Desconcertado, regresó a la camioneta. A lo largo del día acudió a la plaza a intervalos cada vez más cortos, siempre con idéntico resultado. Finalmente, al caer la tarde, la población se fue congregando con lentitud y apatía y los músicos se dejaron ver. Eran cuatro personajes enteramente tapados por una tela oscura, como si trataran de no ser vistos, al menos, simbólicamente, en el desempeño de sus funciones, consistentes en golpear con unos palos de hueso forrado de piel unas tinajas altas y gruesas, cerradas por un parche tenso.
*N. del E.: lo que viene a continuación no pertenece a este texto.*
PR #164, opened 2026-05-10
fix(permutation): close cache-timing side-channel in permute_array

coderdan:
## Summary

- `permute_array`/`depermute_array` indexed the array by a secret permutation-key byte (`out[i] = input[k]`, `out[k] = input[i]`), so CPU cache-line accesses leak key bits to a co-resident observer — same class of attack that broke software AES T-table implementations.
- Replaced the secret-indexed load/store with a constant-time scan that touches every input/output position in fixed order, using `subtle::ConditionallySelectable` for per-element select. The memory access pattern is now driven only by public `N`.
- Trait bound on `T` widens to include `ConditionallySelectable`; all current `IsPermutable` element types (`u8`/`u16`/`u32`) already implement it via subtle.
- Secret locals (`input`, `kv`, `selected`, `src`) wrapped in `Zeroizing<_>` so wipes run via `Drop` on every exit including unwind.

## Discovery

Found via Trail of Bits' `constant-time-analysis` skill. The instruction-level analyzer passed cleanly on both arm64 and x86_64 (no `DIV`/branch-on-secret), but it explicitly does not detect cache-line access patterns — this leak surfaced in the manual review pass that follows the analyzer.

## Performance impact

Measured at `-O3` on arm64 (M-series), `[u8; N]`, key bytes pre-extracted, 500 K iterations:

| N | old (variable-time) | new (constant-time scan) | overhead |
|---|---|---|---|
| 8 | 6.5 ns | 66 ns | 10× |
| 16 | 4.8 ns | 159 ns | 33× |
| 32 | 7.5 ns | 733 ns | 98× |
| 64 | 17 ns | 3.2 µs | 189× |
| 128 | 39 ns | 12.6 µs | 325× |

Expected: `O(N)` indexed loads → `O(N²)` conditional moves. Acceptable for current call sites (key inversion, complement, single-block permutes); the absolute cost is sub-microsecond up to N=32.

## Follow-up

Not in this PR — `tbl`/`pshufb` SIMD specialization for performance-sensitive sizes (single-instruction byte shuffle, documented constant-time on every CPU that ships them) would close most of the gap.

The same secret-indexed-lookup pattern exists in `bitwise.rs:21` (`arr.get_unchecked(k)`) but is benign: bit-arrays there are 1–16 bytes (≤1 cache line). Hardened in #165 as defense-in-depth.

## Test plan

- [x] `cargo test -p vitaminc-permutation` — 6 unit + 3 doctests pass (round-trip, depermutation, associativity, key inversion, complement at N=8/16/32/64)
- [x] `cargo build --workspace` — clean
- [x] `cargo fmt --check` — clean
- [x] ct_analyzer on release asm (arm64 + x86_64) — PASSED, 0 errors / 0 warnings
- [x] zeroize-audit — wipes intact in LLVM IR at O3 (10 volatile-zero stores, vs 8 at O0)
- [x] CI green

### DIFF
--- a/packages/permutation/src/elementwise.rs
+++ b/packages/permutation/src/elementwise.rs
@@ -1,4 +1,5 @@
 use crate::{private::IsPermutable, PermutationKey};
+use subtle::{ConditionallySelectable, ConstantTimeEq};
 use vitaminc_protected::{Controlled, Zeroed};
 use zeroize::Zeroize;
 
@@ -15,7 +16,7 @@ pub trait Depermute<T> {
 /// Implement permutation for Protected type containing a permutable array.
 impl<const N: usize, T> Permute<[T; N]> for PermutationKey<N>
 where
-    T: Zeroize + Default + Copy,
+    T: Zeroize + Default + Copy + ConditionallySelectable,
     [T; N]: IsPermutable + Zeroed,
 {
     fn permute(&self, input: [T; N]) -> [T; N] {
@@ -25,7 +26,7 @@ where
 
 impl<const N: usize, T> Depermute<[T; N]> for PermutationKey<N>
 where
-    T: Zeroize + Default + Copy,
+    T: Zeroize + Default + Copy + ConditionallySelectable,
     [T; N]: IsPermutable + Zeroed,
 {
     fn depermute(&self, input: [T; N]) -> [T; N] {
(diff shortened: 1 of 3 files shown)


coderdan:
Folded in `9bdec01`: wrap secret locals (`input`, `kv`, `selected`, `src`) in `Zeroizing<_>` so the wipes are performed by `Drop` and survive unwind paths. Removes the redundant explicit `.zeroize()` calls.

Verified with the [trailofbits zeroize-audit skill](https://github.com/trailofbits/skills): volatile-zero stores in LLVM IR are intact at O3 (10 stores, vs 8 at O0 — i.e. not reduced). The ct_analyzer still passes on arm64. Permutation correctness tests pass.

packages/permutation/src/elementwise.rs
```diff
@@ -34,42 +35,49 @@ where
...
+    // `ConditionallySelectable` so the access pattern is independent of `kv`,
+    // preventing cache-line timing leaks of the secret key bytes. Secret
+    // locals are wrapped in `Zeroizing` so they are wiped on any unwind path.
+    let input = Zeroizing::new(input);
+    let mut out: [T; N] = Zeroed::zeroed();
+    for (i, k) in key.iter().enumerate() {
+        let kv = Zeroizing::new(k.risky_unwrap());
+        let mut selected = Zeroizing::new(input[0]);
+        for (j, src) in input.iter().enumerate().skip(1) {
+            let mask = (j as u8).ct_eq(&*kv);
```
tobyhede, line 60: `j as u8` is correct for al current `IsPermutable` sizes, but would silently wrap.

Consider adding assertion `const _: () = assert!(N <= 256, "...")`

packages/permutation/src/elementwise.rs
```diff
@@ -34,42 +35,49 @@ where
...
-
-    // We copied all elements to the output so we should zeroize the input
-    input.zeroize();
+    // Constant-time scan: for each output position `i`, the key byte `kv`
+    // selects which input element to copy. We scan all `j` in 0..N and use
+    // `ConditionallySelectable` so the access pattern is independent of `kv`,
+    // preventing cache-line timing leaks of the secret key bytes. Secret
+    // locals are wrapped in `Zeroizing` so they are wiped on any unwind path.
+    let input = Zeroizing::new(input);
+    let mut out: [T; N] = Zeroed::zeroed();
```
tobyhede: `out` is out is not re-zeroized on unwind. 
Mostly theoretical - loop operations would need to trigger panic/unwind.

tobyhede (approved):
Looks good.
Worthing considering a regression test - no existing test would fail if the constant-time fix were silently reverted.

coderdan:
> Looks good. Worthing considering a regression test - no existing test would fail if the constant-time fix were silently reverted.

Not really possible to do timing checks in regular tests. Have added #166 to run constant time analyzer in CI. Its a bigger piece of work but worth doing.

De acuerdo con la peculiar idiosincrasia de la gente, nadie hacía caso de los músicos, como si, además de asumir su pretendida invisibilidad, no oyeran la salmodia.
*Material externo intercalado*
Issue #173, opened 2026-05-15
aead: implement Encrypt for Option<T>


coderdan:
`impl<T: Encrypt> Encrypt for Option<T>` is currently a commented-out stub in `packages/aead/src/encrypt/impls.rs`. It is blocked on `Cipher::encrypt_none` / `Cipher::passthrough` (see cipherstash/vitaminc#171).

When unblocked, `Some(v)` should encrypt the inner value and `None` should produce a distinguishable, authenticated "no value" output so a decryptor can recover an `Option<T>` unambiguously.

Tracked from PR [#148](<https://github.com/cipherstash/vitaminc/issues/148>).

Issue #172, opened 2026-05-15
encrypt: implement encrypt_none and passthrough on Aes256Cipher


coderdan:
Once `Cipher::encrypt_none` and `Cipher::passthrough` are introduced (see cipherstash/vitaminc#171), the concrete `Aes256Cipher` impl in `packages/encrypt/src/cipher.rs` needs to provide both. Commented-out signatures are already in place.

Tracked from PR [#148](<https://github.com/cipherstash/vitaminc/issues/148>).

Issue #171, opened 2026-05-15
aead: implement encrypt_some, encrypt_none, and passthrough on Cipher


coderdan:
`Cipher` in `packages/aead/src/cipher.rs` should grow three additional entry points:

- `encrypt_some<T: Encrypt>(self, value: T)` — the optional-present case
- `encrypt_none(self)` — the optional-absent case (must still authenticate "no value" distinguishably from passthrough)
- `passthrough<T: 'static>(self, data: T)` — pass an unencrypted value through the cipher's output container

The commented-out sketch lives in the same file. The first two are required to unblock `impl Encrypt for Option<T>` (currently a commented-out stub in `packages/aead/src/encrypt/impls.rs`).

Tracked from PR #148.

PR #174, opened 2026-05-16
feat(aead, encrypt): add encrypt_some/encrypt_none/passthrough

### LINKED ISSUE #170: aead: zeroize byte-array plaintext when forwarded through encrypt_bytes_array default
The default impl of `Cipher::encrypt_bytes_array` in `packages/aead/src/cipher.rs` calls `.to_vec()` on the input array before forwarding to `encrypt_bytes_vec`. We should verify what `to_vec` does internally and ensure the original stack array is zeroized before drop — otherwise sensitive bytes may linger on the stack after the cipher returns.

See `packages/aead/src/cipher.rs` (in `Cipher::encrypt_bytes_array`).

Tracked from PR #148.

coderdan:
Builds on top of #148. Closes the three deferrals tracked in #171, #172, #173.

## Summary

- `Cipher::encrypt_some` (default forwarder), `Cipher::encrypt_none` (required), `Cipher::passthrough<T: Any + Send + 'static>` (required)
- `SeqCipher::passthrough_next`, `MapCipher::passthrough_entry`
- `Decipher::decrypt_option<T>` and `decrypt_passthrough<T>` — typed direct accessors that bypass the visitor (target type is already concrete at the call site)
- `Encrypt` / `Decrypt` for `Option<T>`
- `AesCipherText` gains `None(LocalCipherText)` (sealed empty plaintext, AAD bound to the tag) and `Passthrough(Box<dyn Any + Send + 'static>)`

## Design notes

- **`None` is cryptographically authenticated**, not just a structural marker — seals an empty plaintext under the supplied AAD so the absent case cannot be forged or migrated between contexts
- **Visitor trait left unchanged** — `decrypt_option` and `decrypt_passthrough` are direct typed methods on `Decipher` because the target type is concrete at the call site, so dispatch via a visitor would only add stub methods to every existing visitor
- **`Box<dyn Any>` for passthrough** is documented as static-at-the-API-boundary with a runtime downcast on decryption. The earlier spike at `Spikes/protect-rs-spike` tried `erased_serde` and a fully-static cons-list — both were shelved. Trade-off: `AesCipherText` containing a `Passthrough` is not `Serialize` — a follow-up will be needed before it can be persisted across processes
- **Type-laundering guards**: `decrypt_option` rejects `Passthrough`, and `decrypt_passthrough` rejects every non-passthrough variant. The existing `_ => Err` arms in `decrypt_bytes` / `decrypt_seq` / `decrypt_map` already reject `None` and `Passthrough`

## Deviation from the design

- `Cipher::encrypt_none` and `Cipher::passthrough` are **required** rather than defaulted to `Err`. `Self::Error` is an associated type so a generic default can't construct one. Future mock ciphers will need stubs

## Protected<T> chain of custody (def6668)

Pushed `Protected<T>` — the workspace's chain-of-custody primitive — through the `Cipher` / `DecipherVisitor` trait surface so the protection guarantee is enforced at the choke-point rather than at every leaf. Driven by the zeroize audit (see Validation below).

- `Cipher::encrypt_bytes_vec` / `encrypt_bytes_array` take `Protected<Vec<u8>>` / `Protected<[u8; N]>`
- `DecipherVisitor::visit_bytes_vec` takes `Protected<Vec<u8>>`
- `AesDecipher::decrypt_local_ciphertext` returns `Protected<Vec<u8>>` — no trailing `risky_unwrap`
- `Key::encrypt_with_aad` passes `self.0` straight through — the 32-byte key never exists as a bare `[u8; 32]` at the trait boundary
- The default `encrypt_bytes_array` impl uses `risky_ref` so the outer `Protected<[u8; N]>` stays owned and is wiped on drop (resolves #170)

Passthrough's `T: Any + Send + 'static` bound is **deliberately not tightened** to add `Zeroize` — passthrough is for non-sensitive data (schema tags, format flags) by design. Doc comments strengthened to make this explicit and point secret-bearing callers at `Encrypt` / `Protected`.

Map-state guards (765ffac): `AesMapCipher::passthrough_entry` and `AesMapCipher::end` now reject a pending `current_key`, matching the check `encrypt_key` already had. `Encrypt for u32` routes via `encrypt_bytes_array(Protected::new(self.to_le_bytes()))` to skip a heap hop.

### Breaking

Two `Cipher` trait method signatures change shape. External implementers must update `encrypt_bytes_vec` / `encrypt_bytes_array`.

## Validation

- **Zeroize audit (`/zeroize-audit` skill)** — initial run on `vitaminc-aead` + `vitaminc-encrypt` surfaced 12 findings driving the refactor above. Re-run after `def6668`: 8 prior findings resolved (1 high, 7 medium), passthrough correctly not re-flagged (matches design intent). One **new cross-crate issue** surfaced: `vitaminc_protected::Protected<T>` derives `Zeroize` and asserts `ZeroizeOnDrop` but **has no `Drop` impl**, so the leaf zeroize threaded by this PR is not yet enforced at runtime. The type-level chain of custody is correct; the leaf wipe will start firing automatically once `Protected<T>` gains its `Drop`. Tracked in #181.
- **Copilot review** — 6 inline comments. Two addressed in 765ffac (`AesMapCipher::passthrough_entry` and `end` were missing the `current_key` contract check; plus a `u32` `Encrypt` impl simplification). Three deferred to #181 with explicit replies on each thread — the three `visit_bytes_vec` error-path comments are subsumed by the Protected `Drop` fix. One non-actionable.
- **Claude Code review (in-loop)** — planning agent designed the trait surface change before code was written; explore agent mapped all `risky_unwrap` call sites across the workspace; the plan was refined against a "prefer `Protected` over `Zeroizing`" preference and a "passthrough is intentionally non-sensitive" design intent saved as project memory.
- **Manual review** — by the PR author.

## Test plan

- [x] `roundtrip_option_some_string` (quickcheck)
- [x] `roundtrip_option_none_string`
- [x] `roundtrip_option_some_with_aad` / `roundtrip_option_none_with_aad`
- [x] `decrypt_option_none_fails_with_wrong_aad`
- [x] `decrypt_string_rejects_none_ciphertext` (empty-plaintext masking guard)
- [x] `decrypt_option_rejects_passthrough_ciphertext` (type-laundering guard)
- [x] `roundtrip_passthrough_u32` / `roundtrip_passthrough_string`
- [x] `passthrough_type_mismatch_returns_err`
- [x] `roundtrip_vec_of_option_string` (Option inside SeqAccess)
- [x] `encrypt_key_twice_without_value_fails` — MapCipher state-machine
- [x] `encrypt_value_without_pending_key_fails`
- [x] `passthrough_entry_with_pending_key_fails`
- [x] `end_with_pending_key_fails`
- [x] `passthrough_entry_succeeds_with_no_pending_key`
- [x] `cargo test --workspace` green (one unrelated `vitaminc-kms` test fails locally on missing localstack; CI-side `Test` job green)
- [x] `cargo clippy --workspace --all-targets -- -D warnings` clean

## Follow-ups

- #181 `Protected<T>` missing `Drop` impl (also affects `Equatable<T>` / `Exportable<T>`)
- Wire-format serialization of `AesCipherText` containing `Passthrough` (`Box<dyn Any>` is not `Serialize`)
- `SeqAccess::next_passthrough` / `MapAccess::next_passthrough_entry` — add only when the future derive macro needs them

### DIFF
--- a/packages/aead/src/decipher/impls.rs
+++ b/packages/aead/src/decipher/impls.rs
@@ -111,3 +111,12 @@ where
         D::map_ok(T::decrypt(decipher), Protected::init_from_inner)
     }
 }
+
+impl<'c, T> Decrypt<'c> for Option<T>
+where
+    T: Decrypt<'c> + 'c,
+{
+    fn decrypt<D: Decipher<'c>>(decipher: D) -> D::Ok<Self> {
+        decipher.decrypt_option::<T>()
+    }
+}
--- a/packages/aead/src/decipher/impls.rs
+++ b/packages/aead/src/decipher/impls.rs
@@ -9,10 +9,7 @@ impl<'c> Decrypt<'c> for Vec<u8> {
         struct BytesVisitor;
         impl<'c> DecipherVisitor<'c> for BytesVisitor {
             type Value = Vec<u8>;
-            fn visit_bytes_vec(
-                self,
-                data: Protected<Vec<u8>>,
-            ) -> Result<Self::Value, Unspecified> {
+            fn visit_bytes_vec(self, data: Protected<Vec<u8>>) -> Result<Self::Value, Unspecified> {
                 // The caller asked for a bare `Vec<u8>` — this is the
                 // explicit extraction boundary where ownership leaves the
                 // cipher pipeline.
@@ -28,10 +25,7 @@ impl<'c> Decrypt<'c> for String {
         struct StringVisitor;
         impl<'c> DecipherVisitor<'c> for StringVisitor {
             type Value = String;
-            fn visit_bytes_vec(
-                self,
-                data: Protected<Vec<u8>>,
-            ) -> Result<Self::Value, Unspecified> {
+            fn visit_bytes_vec(self, data: Protected<Vec<u8>>) -> Result<Self::Value, Unspecified> {
                 String::from_utf8(data.risky_unwrap()).map_err(|_| Unspecified)
             }
         }
@@ -44,10 +38,7 @@ impl<'c, const N: usize> Decrypt<'c> for [u8; N] {
         struct ArrayVisitor<const N: usize>;
         impl<'c, const N: usize> DecipherVisitor<'c> for ArrayVisitor<N> {
             type Value = [u8; N];
-            fn visit_bytes_vec(
-                self,
-                data: Protected<Vec<u8>>,
-            ) -> Result<Self::Value, Unspecified> {
+            fn visit_bytes_vec(self, data: Protected<Vec<u8>>) -> Result<Self::Value, Unspecified> {
                 data.risky_unwrap().try_into().map_err(|_| Unspecified)
             }
         }
@@ -60,10 +51,7 @@ impl<'c> Decrypt<'c> for u32 {
         struct U32Visitor;
         impl<'c> DecipherVisitor<'c> for U32Visitor {
             type Value = u32;
-            fn visit_bytes_vec(
-                self,
-                data: Protected<Vec<u8>>,
-            ) -> Result<Self::Value, Unspecified> {
+            fn visit_bytes_vec(self, data: Protected<Vec<u8>>) -> Result<Self::Value, Unspecified> {
                 let bytes: [u8; 4] = data.risky_unwrap().try_into().map_err(|_| Unspecified)?;
                 Ok(u32::from_le_bytes(bytes))
             }
--- a/packages/aead/src/decipher/impls.rs
+++ b/packages/aead/src/decipher/impls.rs
@@ -9,8 +9,14 @@ impl<'c> Decrypt<'c> for Vec<u8> {
         struct BytesVisitor;
         impl<'c> DecipherVisitor<'c> for BytesVisitor {
             type Value = Vec<u8>;
-            fn visit_bytes_vec(self, data: Vec<u8>) -> Result<Self::Value, Unspecified> {
-                Ok(data)
+            fn visit_bytes_vec(
+                self,
+                data: Protected<Vec<u8>>,
+            ) -> Result<Self::Value, Unspecified> {
+                // The caller asked for a bare `Vec<u8>` — this is the
+                // explicit extraction boundary where ownership leaves the
+                // cipher pipeline.
+                Ok(data.risky_unwrap())
             }
         }
         decipher.decrypt_bytes(BytesVisitor)
@@ -22,8 +28,11 @@ impl<'c> Decrypt<'c> for String {
         struct StringVisitor;
         impl<'c> DecipherVisitor<'c> for StringVisitor {
             type Value = String;
-            fn visit_bytes_vec(self, data: Vec<u8>) -> Result<Self::Value, Unspecified> {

Deambulando entre la gente, Dubslav se topó con el hechicero. Lo llevó a un confín de la plaza, donde pudieran hablar sin llamar la atención, y le preguntó si estaba asistiendo a una fiesta o a una ceremonia religiosa. El hechicero se mostró dubitativo: no sabía si aquello podía calificarse de fiesta. En aquel lugar y en los tiempos presentes no había razón alguna para festejar nada. Pero tampoco se trataba de un acto religioso. Sin embargo, y a la vista de la ansiedad de su interlocutor, acabó por calificar el acto de simple événement . Y añadió: Et un très fameux événement, bien súr! Dubslav le preguntó entonces cuándo iba a empezar el événement y el hechicero respondió con un encogimiento de hombros. En realidad, dijo, había empezado hacía horas, desde los primeros compases de la salmodia. Ah, mais je m’attendais à quelque chose de différent!, exclamó Dubslav. Différent ?, exclamó a su vez el hechicero, voulez-vous dire plus rigolo? Dubslav temió haber herido los sentimientos del hechicero, pero éste no parecía ofendido, sino perplejo. Obviamente, la ceremonia, fuera cual fuese su naturaleza. no había sido concebida, ni ahora se desarrollaba, para divertir a los forasteros y mucho menos para aclarar sus dudas o para iluminar sus vidas erráticas. Todo cuanto allí ocurría, incluso lo más excepcional y exótico, carecía de valor metafórico. De todos modos, añadió el hechicero mientras trataba de liar un cigarrillo de hierbajos con sus dedos artríticos, nada le impedía sumarse al baile, si tal era su deseo.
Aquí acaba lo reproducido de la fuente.